新年度を迎えるにあたり、子どもが授業に意欲的に取り組む「国語科授業びらき」にするワザを教えて下さい。

ココがポイント!

「国語科授業びらき」の核となる「身に付けた力」シートと「身に付けたい力」シート

 「平成20年版小学校学習指導要領解説国語編」において「第4章指導計画の作成と内容の取扱い」の下の「1 指導計画作成上の留意点」の「弾力的な指導に関する事項」には、次のように記されています。

児童の言語能力が螺旋的に高まるよう,それぞれの学年の学習指導を孤立させず,児童の発達の段階を見通して目標の系統性を保ちながら柔軟でしかも弾力的な運用を図り,系統化した効果的な指導がなされるよう計画を立てていくことが大切である。

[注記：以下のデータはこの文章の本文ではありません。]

PR #592, opened 2026-07-30
Stop a git hook's GIT_DIR from redirecting novelty's git reads

hwisoo-kim:
## Summary

While preparing #588 the tip of my working branch was silently replaced **three
times** by `novelty.test.mjs`'s 4-file fixture tree, discarding ten commits from the
branch pointer. One of those states reached #588, where it rendered as **deleting all
3019 files**. Nothing warned: tests passed, and the only symptom was the diff stat.

**Root cause: git exports `GIT_DIR` into every hook it runs, and `cwd` does not win
against it.** This repo's `.githooks/pre-push` runs `pnpm verify:self`, whose
`agent:tests` lane reaches `novelty.mjs` and its fixtures. Under the hook, those git
calls ran with `cwd` at the fixture and `GIT_DIR` at the real checkout — and git obeys
`GIT_DIR`.

That single fact explains every symptom, including the two I could not previously
account for:

| Symptom | Explanation |
|---|---|
| Only ever during `git push` | Hooks are the only context that sets `GIT_DIR` |
| Never reproducible by hand | `GIT_DIR` is unset in an interactive shell |
| 4-file tree on a **real** branch | Work tree = fixture, git dir = real repo |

 つまり、弾力な指導を行うためには、次のようなことがらに留意する必要があります。

★児童の言語能力が螺旋的に高まるように
★それぞれの学年の学習指導を孤立させないように
★児童の発達の段階を見通す

○目標の系統性を保ちながら柔軟でしかも弾力的な運用を図る
○系統化した効果的な指導がなされるように

 上の★印に関係した「国語科授業びらき」における核となる工夫として、「身に付けた力」シートと「身に付けたい力」シートの例を示しましょう。
 三木惠子先生(兵庫県たつの市立小宅小学校)による「国語科授業びらき」(6年)の成果物です。

効果抜群! 堀江式 大ワザ&小ワザ

ワザ1 それまでの学年の国語学習において身に付けた「言葉の力」を書かせる

 最初の画像は「身に付けた力」シートです。6年生ですので、「5年生までの国語学習でこんな勉強をしたよ ベスト3」を書かせます。注目したいのは、「心に残っている学習を3つあげましょう(理由も)。」という指示だけでなく、「その学習活動で、どんな力を身に付けましたか。」ということが加えられているところです。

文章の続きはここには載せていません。